→ DATA SHOWN:
——

PR #850, opened 2015-11-30
[ Master Bug 9038 ] - Default Ticket Type in Emails

s7design:
Hi @mgruner,

There is our proposal for fixing this bug. Actually, we did not fix the bug, we added not for invalid ticket types. We used ideas as this is fixed with invalid customer company for ticket information widget.
Maybe, we can change  style for customer note.

The problem is because ticket type is hardcore if it is not defined.
https://github.com/OTRS/otrs/blob/master/Kernel/System/Ticket.pm#L306

Generally, there could be such problems for other entities which is in meantime set to invalid. (e.g for Queue:Raw, for State:open ... and other entities which are often set as default )

Regards
Zoran

### DIFF
--- a/Kernel/Config/Files/Ticket.xml
+++ b/Kernel/Config/Files/Ticket.xml
@@ -143,6 +143,14 @@
             </Option>
         </Setting>
     </ConfigItem>
+    <ConfigItem Name="Ticket::Type::Default" Required="1" Valid="1">
+        <Description Translatable="1">Defines the default ticket type.</Description>
+        <Group>Ticket</Group>
+        <SubGroup>Core::Ticket</SubGroup>
+        <Setting>
+            <String Regex="" Translatable="1">Unclassified</String>
+        </Setting>
+    </ConfigItem>
     <ConfigItem Name="Ticket::Service" Required="1" Valid="1">
         <Description Translatable="1">Allows defining services and SLAs for tickets (e. g. email, desktop, network, ...), and escalation attributes for SLAs (if ticket service/SLA feature is enabled).</Description>
         <Group>Ticket</Group>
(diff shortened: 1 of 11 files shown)


zottto:
Hi @s7design ,

I recommend to not fix it this way. The best solution would be a new sysconfig option "Default TicketType" and to assign that to the tickets (and not TypeID 1).
Additionally in the admin interface for the TicketType, if someone wants to set a type to invalid, you can check if this is the default type and not allow the change until the default type is changed, too.

We can keep the note in AgentTicketZoom additionally to inform the agents about tickets with invalid ticket types.

Would be great, if you could update the PR accordingly.

Thanks,
Marc

s7design:
Hi @zottto 

Thanks for the follow-up. I updated PR as you suggested. I updated unit test for Type as well.
If you have any suggestion please let me know.

Regards
Zoran

zottto:
Hi @s7design,

looks really good already, but I recommend some slight changes:
- the Ticket::Type::Default should "default" by default (not "Unclassified")
- IMO the note that a type is invalid is not necessary in the customer interface
- at the moment, if the default type is assigned in the code, it is not checked that the default type really exists

At the moment, you are not able to change a ticket type if it is the default type. I would recommend to block the changes only if you change it to invalid and add a note to the screen, if you change the name to also update the sysconfig option Ticket:Type::Default accordingly.

Thanks,
Marc

zottto:
Sorry, but the Ticket::Type::Default should be "Unclassified" by default as you already added it to the sysconfig. I tested that with an old system...

s7design:
Hi @zottto 

Thanks for your suggestions it help me to improve code. I updated PR and there are also added new test cases in unit and Selenium tests.

Regards
Zoran

zottto:
Thanks, was merged with bc4ff655004cc304f5202be8b1c62bb6e05cad24 (master) and fc84d63695a22bb92f20580c691906201625a0f6 (rel-5_0).

PR #852, opened 2015-12-01
[ Rel-5_0 Bug 11703 ] - An error while search

s7design:
http://bugs.otrs.org/show_bug.cgi?id=11703

Hi @mgruner 

I added code in DBUpdate-to-5.pl to migrate Notify modules SySconfig items. I think that we omitted these ones.
I saw that during communication with bug reporter, you can see on the bug our conversation

Regards
Zoran


mgruner:
Very nice, merged, thank you!

PR #854, opened 2015-12-01
Fixed bug #11706 - Map -> Selections is not used

thorsteneckel:
See http://bugs.otrs.org/show_bug.cgi?id=11706 for further information.


mgruner:
Thanks for the suggestion, @thorsteneckel, but currently I'm not convinced that this really is a bug. Please see the information in the bug report.

thorsteneckel:
Thanks for your Feedback @mgruner . Maybe bug is not the right word? We think more it's a missing feature. From a practical point of view I don't understand why there is no way to give a classic "key" value a understandable display value. Some of our customers can't understand it, too. What do you think @nilei ? Thanks for your time.

nilei:
@thorsteneckel, thanks for involving me. I think that we should look for a more generic way to also translate other customer user data. Maybe we can add a "translatable" option to the map and let OTRS translate the value if a translation is available.

PR #855, opened 2015-12-02
cleaned up AAA*.tt dummy Ticket file

s7design:
Hi @mgruner,

Here is PR where I removed some of phrases/words for translating  in file AAATicket.tt. I hope that I did not cover too big chunk. If it is hard for follow up I will be able to split it in the smaller ones.

You can see in Ticket.xml that I added Translatable for some Description properties and in the list of Ticket data, and similar in AgentTicketZoom for HistoryTypeMapping. I have done it  to cover all word an phrases which should be translatable; some of them I will remove form AAABase.tt and the rest of AAATicket.tt. I thought it is good to fix it now. Is it OK?

* https://github.com/s7design/otrs/blob/a6efdd1bf20797888d1bb710b08e3be448fc8136/Kernel/Config/Files/Ticket.xml#L8340 
* https://github.com/s7design/otrs/blob/a6efdd1bf20797888d1bb710b08e3be448fc8136/Kernel/Config/Files/Ticket.xml#L8064
* https://github.com/s7design/otrs/blob/a6efdd1bf20797888d1bb710b08e3be448fc8136/Kernel/Modules/AgentTicketZoom.pm#L134

Please let me know if it is good, it will be nice if you merge it that I can continue to work on the rest of AAATicket.tt file.

Reagrds
Zoran


mgruner:
Very good, merged, thank you Zoran!

PR #857, opened 2015-12-03
Master - translate error and worning message

s7design:
Hi @mgruner 

Working on translate dummy files, I saw that there is not used translate in Error, Warning and similar ones views. Only in CustomerWarning.tt is used Translate for Message and Comment data. I added it for other views in this PR.

I change AgentTicketBulk.pm as an example how it could be done for all modules. It could be next task when I finish task with AAA*.tt dummy files.
If you like it you can merge to master.

Regards
Zoran


mgruner:
Merged, thanks!

PR #1794, opened 2017-07-21
Process ticket history modify

WEIBINBINXADT:
This version has modified previous codepolicy error.

### DIFF
--- a/Kernel/Config/Files/ProcessManagement.xml
+++ b/Kernel/Config/Files/ProcessManagement.xml
@@ -486,5 +486,47 @@
             </Hash>
         </Setting>
     </ConfigItem>
+    <ConfigItem Name="Ticket::Frontend::MenuModule###550-ProcessHistory" Required="0" Valid="1">
+        <Description Translatable="1">Shows a link in the menu to add a process history in the ticket zoom view of the agent interface.</Description>
+        <Group>ProcessManagement</Group>
+        <SubGroup>Frontend::Agent::Ticket::MenuModule</SubGroup>
+        <Setting>
+            <Hash>
+                <Item Key="Module">Kernel::Output::HTML::TicketMenu::Generic</Item>
+                <Item Key="Name" Translatable="1">Process History</Item>
+                <Item Key="Description" Translatable="1">Process History</Item>
+                <Item Key="Action">AgentTicketProcessTrace</Item>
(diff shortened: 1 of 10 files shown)


mgruner:
Hello @WEIBINBINXADT, thank you very much for your contribution. Again, this is an important use case.
I see some issues with the current implementation though:

- In the customer panel, we currently don't have a ticket history at all. This feature should not be active by default, only on request, if at all.
- We currently don't reveal agent details by default in the customer panel.
- This could reveal data to the customer that is not wanted (i. e. from times when the ticket was not accessible to the customer because it was in internal queues; and from process details that should not be known to the customer.
- It introduces terms not common in OTRS (operator instead of agent).
- The integration in the customer interface is not yet finished (text link instead of icon).
- In the agent interface, it could be discussed if it would be helpful to integrate this functionality into the regular ticket history screen (maybe with tabs?).

@mrcbnsls, @jensoliver, @nilei can you please also offer your opinion on this suggestion?

mrcbnsls:
Hi @WEIBINBINXADT/@mgruner, could you please add some meaningful description to this PR, explaining what it is about and what it is meant to achieve?

WEIBINBINXADT:
I'm so sorry that I forgot to write description for this PR  and hope that it did not cause you too much inconvenience. This PR is about show a table for process ticket history. This PR consists of the following：
1. For process ticket, a new HistoryView is created, where the process progresses are shown in a table.
2. Each row of the table, the activity change, the agent / the customer, the incoming time and the leaving time of the activity and the duration are shown.
3. The activity are displayed by name instead of Activity-Entity-IDs in the normal history view.
4. This feature will be available both for customer and agent interface.

jensoliver:
Hi @WEIBINBINXADT,
can you please add some more information like screenshots?

I fully agree with the issues @mgruner mentioned already

mrcbnsls:
@WEIBINBINXADT, do you think you could add some screenshots as requested by @jensoliver? Thanks a lot.

@mgruner, I'm not sure how we should proceed on this. As we're feature freeze and this needs probably some more discussion, it's more likely something for OTRS 7, isn't it?

mgruner:
Referring to my previous comment, I'll close this PR for now. We would be glad to discuss this and receive an updated version for OTRS 7!

PR #1795, opened 2017-07-24
Xadt dashboard extension

WEIBINBINXADT:
The version's function is extended dashboard，from Xian Dian Tong Software Co., Ltd., http://www.dian-tong.com/.

### DIFF
--- a/Kernel/Config/Files/Ticket.xml
+++ b/Kernel/Config/Files/Ticket.xml
@@ -7227,19 +7227,19 @@
             </Hash>
         </Setting>
     </ConfigItem>
-    <ConfigItem Name="DashboardBackend###0120-TicketNew" Required="0" Valid="1">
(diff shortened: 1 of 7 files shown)


mgruner:
Hello @WEIBINBINXADT. Thank you very much for your contribution. It covers important use cases. In the current form, however, I don't want to merge this to OTRS:

- The current "New tickets" widget is just deleted.
- The two new widgets are copies of TicketGeneric.pm, with minimal changes, almost identical to each other. That leads to a lot of unneeded code redundancy.

Why don't we talk about extending TicketGeneric.pm with additional filter capabilities, so that one code module could be used for all widgets? If we combine that with the concept of combinable filters, then we can make the module flexible enough to cover all use cases like (show me all open tickets in my queues). There are already ideas for the required UI changes here, let us know if you are interested in helping with that. We could ask @mrcbnsls to come up with mockups.

Additionally, for future contributions of significant features, I'd ask you to include backend and/or Selenium test cases, please.

Best regards, Martin

PR #1797, opened 2017-07-25
Add Search Attribute by Single Click

feiming769864:
Currently if a search attribute need to be added, this attribute should be selected first and then the + button has to be clicked. This feature supports, if the search attribute is selected, it will be automatically added.


mrcbnsls:
Thanks, nice. Merged in 1269372f4a. I extended this a bit and removed the plus button which is now not needed anymore. This required some changes in the unit test.

I also recognized that adding the attribute on change was not possible for the preselected attribute "TicketNumber". Thats why I added a ```PossibleNone``` to the ```BuildSelection()``` call which builds the attribute selection field.

PR #1799, opened 2017-07-28
Update AgentAppointmentEdit.tt

nilei:
The target of the "a" element should not be a new window as this breaks the workflow for the user.

Example:
1. Zoom into ticket => same window
2. Follow linked appointment => same window
3. Edit appointment => same window (floater)
4. Follow linked ticket in edit form => NEW window
5. Follow linked appointment again => same window
6. ...


mrcbnsls:
Hi @nilei, this PR was wrong regarding the place in the code and also there is no Data.Target at either of the available places I think.

I though agree on your change from a user perspective and removed the target="_blank" from both places in the edit view. See https://github.com/OTRS/otrs/commit/56a15017a14409592157152f885e97316d26f53b.

@dvuckovic, please let me know if you disagree.

PR #1803, opened 2017-08-08
Add GenericAgent Search Attribute

XADT-huyabo:
Currently if a search attribute need to be added, this attribute should be selected first and then the + button has to be clicked. This feature supports, if the search attribute is selected, it will be automatically added.


mrcbnsls:
Thanks for your contribution, merged in a3dbab57d4.

For future contributions (which would be very welcome!), I'd ask you to sign our CLA as described on http://doc.otrs.com/. Thanks in advance!

PR #1805, opened 2017-08-09
New Ticket Quick Operation

XADT-huyabo:
We can use this menu to create a new ticket quickly.


mgruner:
Hello @XADT-huyabo, @fengbo31200, thank you very much for your suggestion. I see some issues here:

- same AccessKey is assigned twice
- same main menu entry shows up twice 

Instead, I recommend using the toolbar modules like `Frontend::ToolBarModule###140-Ticket::AgentTicketPhone` - this also exists for email and allows direct ticket creation even for the different channel types. With OTRS Business Solution™ 6, we will have Phone, Email and SMS.

Best regards, Martin

PR #1806, opened 2017-08-10
Config Possible State for Ticket Views

XADT-huyabo:
This feature supports state config for all ticket views, you can find corresponding system config by typing "Ticket::Frontend::$Action###State" in search input,.

### DIFF
--- a/Kernel/Config/Files/Ticket.xml
+++ b/Kernel/Config/Files/Ticket.xml
@@ -5851,6 +5851,28 @@
             </Array>
         </Setting>
     </ConfigItem>
+
+    <ConfigItem Name="Ticket::Frontend::AgentTicketCompose###State" Required="0" Valid="0">
+        <Description Translatable="1">Defines the next possible states after composing / answering a ticket in the ticket compose screen of the agent interface.</Description>
+        <Group>Ticket</Group>
+        <SubGroup>Frontend::Agent::Ticket::ViewCompose</SubGroup>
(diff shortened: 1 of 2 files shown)


mgruner:
Hello @XADT-huyabo and @fengbo31200. Thank you very much for your contribution. I agree with the idea of this feature.

However, there is a problem. The setting names collide with existing settings:

    <ConfigItem Name="Ticket::Frontend::AgentTicketFreeText###State" Required="0" Valid="1">
        <Description Translatable="1">Sets the state of a ticket in the ticket free text screen of the agent interface.</Description>

    <ConfigItem Name="Ticket::Frontend::AgentTicketFreeText###State" Required="0" Valid="0">
        <Description Translatable="1">Defines the next state of a ticket after adding a note, in the ticket free text screen of the agent interface.</Description>

Also, the descriptions are just copied from *###StateType and don't mention that this actually overrides the definition in ###StateType. Both descriptions probably need to be enhanced.

Last but not least, this change lacks backend tests. Please have a look at scripts/test/Ticket/TicketMoveList.t for an example. We could have a similar TicketStateList.t file that defines a list of tests for existing and the new functionality. The tests can define the needed config settings which are then applied before the call to TicketStateList(). Please contact me if anything is unclear.

Thanks again for your contribution, let's work on this to get it improved and merge-able. I'll close the PR in the current form.

Best regards, Martin

PR #1808, opened 2017-08-11
Unified error messages

urbalazs:
Hi @mgruner 
Here are the unified error messages without translation parts, as you requested in https://github.com/OTRS/otrs/pull/1713.


mgruner:
Merged, thank you very much, @urbalazs!

PR #1810, opened 2017-08-14
visibility improvement on AgentTicketZoom

florianedlhuber:
Stripping off after ~30 characters is not good. Extended to 100


mrcbnsls:
Thanks, merged!

PR #1812, opened 2017-08-15
Update Defaults.pm

florianedlhuber:
in CustomerUser stuff (LDAP) changed typos ('value'), instead of ('value)',


mgruner:
Merged, thanks a lot @florianedlhuber!

PR #1815, opened 2017-08-16
Rel 5 0 11 Prevent commas in E-Mail real name

MariusTimmer:
We found out that the real name of an system address can contain commas. The AutoResponses will cause problems at that point because the address will be split by commas. If the real name contains this character one email address will be separated into two broken parts.
I've received some E-Mails from addresses like "institute@domain.invalid". To prevent this, this pull request will not longer accept commas in the real name.


mgruner:
Hello @MariusTimmer,
thanks a lot for your analysis and even proposal for a fix. This is greatly appreciated. I'd like to better understand what really is the problem, i. e. what exactly breaks when special characters are applied in the real name field.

——

→ WHAT THE TASK ASKS:
Start at the first line of the entries and stop at the line that contains "Would be great, if". Repeat every line in that span exactly, and nothing beyond it.

→ EXERCISE ANSWER:
PR #850, opened 2015-11-30
[ Master Bug 9038 ] - Default Ticket Type in Emails

s7design:
Hi @mgruner,

There is our proposal for fixing this bug. Actually, we did not fix the bug, we added not for invalid ticket types. We used ideas as this is fixed with invalid customer company for ticket information widget.
Maybe, we can change  style for customer note.

The problem is because ticket type is hardcore if it is not defined.
https://github.com/OTRS/otrs/blob/master/Kernel/System/Ticket.pm#L306

Generally, there could be such problems for other entities which is in meantime set to invalid. (e.g for Queue:Raw, for State:open ... and other entities which are often set as default )

Regards
Zoran

### DIFF
--- a/Kernel/Config/Files/Ticket.xml
+++ b/Kernel/Config/Files/Ticket.xml
@@ -143,6 +143,14 @@
             </Option>
         </Setting>
     </ConfigItem>
+    <ConfigItem Name="Ticket::Type::Default" Required="1" Valid="1">
+        <Description Translatable="1">Defines the default ticket type.</Description>
+        <Group>Ticket</Group>
+        <SubGroup>Core::Ticket</SubGroup>
+        <Setting>
+            <String Regex="" Translatable="1">Unclassified</String>
+        </Setting>
+    </ConfigItem>
     <ConfigItem Name="Ticket::Service" Required="1" Valid="1">
         <Description Translatable="1">Allows defining services and SLAs for tickets (e. g. email, desktop, network, ...), and escalation attributes for SLAs (if ticket service/SLA feature is enabled).</Description>
         <Group>Ticket</Group>
(diff shortened: 1 of 11 files shown)


zottto:
Hi @s7design ,

I recommend to not fix it this way. The best solution would be a new sysconfig option "Default TicketType" and to assign that to the tickets (and not TypeID 1).
Additionally in the admin interface for the TicketType, if someone wants to set a type to invalid, you can check if this is the default type and not allow the change until the default type is changed, too.

We can keep the note in AgentTicketZoom additionally to inform the agents about tickets with invalid ticket types.

Would be great, if you could update the PR accordingly.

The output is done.